Requirement: Read the listing and extract each line that includes the word "document".
++++++
PR #342, opened 2020-07-03
[WIP] Update specification to use INFRA

msporny:
This PR updates the specification to use the INFRA specification https://infra.spec.whatwg.org/ in an attempt to formalize the abstract data model and concrete representations of that abstract data model.

***
<a href="https://pr-preview.s3.amazonaws.com/w3c/did-core/pull/342.html" title="Last updated on Jul 14, 2020, 12:02 AM UTC (1664a6f)">Preview</a> | <a href="https://pr-preview.s3.amazonaws.com/w3c/did-core/342/9d8e245...1664a6f.html" title="Last updated on Jul 14, 2020, 12:02 AM UTC (1664a6f)">Diff</a>

### DIFF
--- a/index.html
+++ b/index.html
@@ -705,6 +705,14 @@ Terminology
     <div data-include="terms.html" data-oninclude="restrictReferences">
     </div>
 
+    <p>
+In addition to the terminology above, this specification also uses terminology
+from the [[INFRA]] specification to formally define the abstract data model.
+When [[INFRA]] terminology is used, such as <a
+data-cite="INFRA#strings">string</a>, <a data-cite="INFRA#lists">list</a>, and
+<a data-cite="INFRA#maps">map</a>, it is linked directly to that specification.
+    </p>
+
   </section>
 
   <section>
--- a/index.html
+++ b/index.html
@@ -790,7 +790,7 @@ used, for example, to identify a specific part of a <a>DID document</a>.
       <p>
 This following is the ABNF definition using the syntax in [[!RFC5324]]. It
 builds on the <code>did</code> scheme defined in <a href="#did-syntax"></a>. The
-<a data-cite="!rfc3986#section-3.3"><code>path-abempty</code></a> and  <a
+<a data-cite="!rfc3986#section-3.3"><code>path-abempty</code></a> and <a
 data-cite="!rfc3986#section-3.5"><code>fragment</code></a> components are
 identical to the ABNF rules defined in [[!RFC3986]], and the
 <code>did-query</code> component is derived from the  <a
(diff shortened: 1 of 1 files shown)


iherman:
@msporny, some editorial comments:

- We have moved to the usage of infra in another specification lately (in [publication manifests](https://www.w3.org/TR/pub-manifest/)). Because infra is not yet a household name, we made it explicit in the spec that we are dependent, in terminology, of infra. That has proven to be useful for our readers. Although you do link to the infra terminology from within the text (which is great) it may be useful, e.g., in the Terminology section, to add a note that we do really on that standard. 

- Infra has a separate section on the [relationships with JSON](https://infra.spec.whatwg.org/#parse-json-into-infra-values). It may be worth checking that those are compatible with our spec in terms of our usage of JSON (ie, section 6) and maybe making this relationship explicit in our text (ie, that we abide to the rules described in infra). I do not expect any problems there, but checking is always a good idea...

msporny:
> We have moved to the usage of infra in another specification lately (in [publication manifests](https://www.w3.org/TR/pub-manifest/)). Because infra is not yet a household name, we made it explicit in the spec that we are dependent, in terminology, of infra. That has proven to be useful for our readers. Although you do link to the infra terminology from within the text (which is great) it may be useful, e.g., in the Terminology section, to add a note that we do really on that standard.

Done in 66c0d5daf13b730ce47ec223cd3b030a57664031.

msporny:
> * Infra has a separate section on the [relationships with JSON](https://infra.spec.whatwg.org/#parse-json-into-infra-values). It may be worth checking that those are compatible with our spec in terms of our usage of JSON (ie, section 6) and maybe making this relationship explicit in our text (ie, that we abide to the rules described in infra). I do not expect any problems there, but checking is always a good idea...

Done in e656eddce2e74a4acf7e065ed243f769a967413a.

I checked, nothing looks out of place, however, we're now repeating content in INFRA (by reference) and should consider eliminating the bulleted lists in the specification and just referring to the Infra/ECMA specifications. Our production/consumption rules are effectively only repeating a very small subset of the requirements in ECMA.

index.html
```diff
@@ -1299,11 +1316,11 @@ <h2>Verification Methods</h2>
         <dt>verificationMethod</dt>
         <dd>
 If a <a>DID document</a> includes a <code>verificationMethod</code> property,
-the value of the property MUST be an unordered set of verification methods,
-where each verification method is described by a set of properties.
-The set of properties MUST include the <code>id</code>, <code>type</code>,
-<code>controller</code>, and specific verification method properties, and
-MAY include additional properties.
+the value of the property MUST be a <a data-cite="INFRA#lists">list</a> of
```
dlongley, line 1319: Should this be an ordered set instead? Same everywhere else that was converted from "set" => "INFRA list".

dmitrizagidulin:
👍

index.html
msporny: Done in 1664a6fca40a0cf8a7df0fa7908609fb3ddabb16.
++++++
Answer below:
@@ -790,7 +790,7 @@ used, for example, to identify a specific part of a <a>DID document</a>.
 If a <a>DID document</a> includes a <code>verificationMethod</code> property,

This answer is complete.